I found what caused the problem in both cases.
--- ompi/mca/btl/sm/btl_sm.c (revision 18675)
+++ ompi/mca/btl/sm/btl_sm.c (working copy)
@@ -812,7 +812,7 @@
endpoint->peer_smp_rank, frag->hdr, false, rc);
- return (rc < 0 ? rc : 1);
+ return OMPI_SUCCESS;
I am just not sure if it's OK.
On Wed, Jun 18, 2008 at 3:21 PM, Lenny Verkhovsky <
> I am not sure if it related,
> but I applied your patch ( r18667 ) to r 18656 ( one before NUMA )
> together with disabling sendi,
> The result still the same ( hanging ).
> On Tue, Jun 17, 2008 at 2:10 PM, George Bosilca <bosilca_at_[hidden]>
>> I guess you're running the latest version. If not, please update, Galen
>> and myself corrected some bugs last week. If you're using the latest (and
>> greatest) then ... well I imagine there is at least one bug left.
>> There is a quick test you can do. In the btl_sm.c in the module structure
>> at the beginning of the file, please replace the sendi function by NULL. If
>> this fix the problem, then at least we know that it's a sm send immediate
>> On Jun 17, 2008, at 7:54 AM, Lenny Verkhovsky wrote:
>> Hi, George,
>>> I have a problem running BW benchmark on 100 rank cluster after r18551.
>>> The BW is mpi_p that runs mpi_bandwidth with 100K between all pairs.

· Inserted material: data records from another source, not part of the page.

PR #41423, opened 2026-02-23
docs(versioning): auto-generate `pin` documentation

jamietanna:
## Changes

As a follow-up from #36261, we should auto-generate this in our
documentation to keep it up-to-date.

If the `getPinnedValue` function is present, we should imply
`rangeStrategy=pin`.

## Context

## AI assistance disclosure

The public repository: <URL>

### DIFF
--- a/tools/docs/versioning.ts
+++ b/tools/docs/versioning.ts
@@ -1,5 +1,8 @@
 import { codeBlock } from 'common-tags';
-import { getVersioningList } from '../../lib/modules/versioning/index.ts';
+import {
+  type VersioningApi,
+  getVersioningList,
+} from '../../lib/modules/versioning/index.ts';
 import type { RangeStrategy } from '../../lib/types/versioning.ts';
 import { readFile, updateFile } from '../utils/index.ts';
 import {
@@ -19,6 +22,7 @@ interface Versioning {
   urls: string[];
   supportsRanges: boolean;
   supportedRangeStrategies?: RangeStrategy[];
+  api: VersioningApi;
 }
 
 export async function generateVersioning(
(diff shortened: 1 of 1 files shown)


jamietanna:
Currently:

- https://docs.renovatebot.com/modules/versioning/cargo/

Now:

```markdown
# Cargo Versioning

## Identifier

 `cargo` 

## References

 - [https://doc.rust-lang.org/cargo/reference/specifying-dependencies.html](https://doc.rust-lang.org/cargo/reference/specifying-dependencies.html)

## Ranges/Constraints

✅ Ranges are supported.

Valid `rangeStrategy` values are: `bump`, `replace`, `pin`
```

tools/docs/versioning.ts
```diff
@@ -31,8 +35,20 @@ export async function generateVersioning(
...
+      id,
+      displayName,
+      urls,
+      supportsRanges,
+      supportedRangeStrategies,
+      api,
+    } = definition;
+
+    let strategies = supportedRangeStrategies ?? [];
+    if (api.getPinnedValue && !strategies.includes('pin')) {
```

>>> #mpirun -np 100 -hostfile hostfile_w ./mpi_p_18549 -t bw -s 100000
>>> BW (100) (size min max avg) 100000 576.734030 2001.882416
>>> #mpirun -np 100 -hostfile hostfile_w ./mpi_p_18551 -t bw -s 100000
>>> mpirun: killing job...
>>> ( it hangs even after 10 hours ).
>>> It doesn't happen if I run --bynode or btl openib,self only.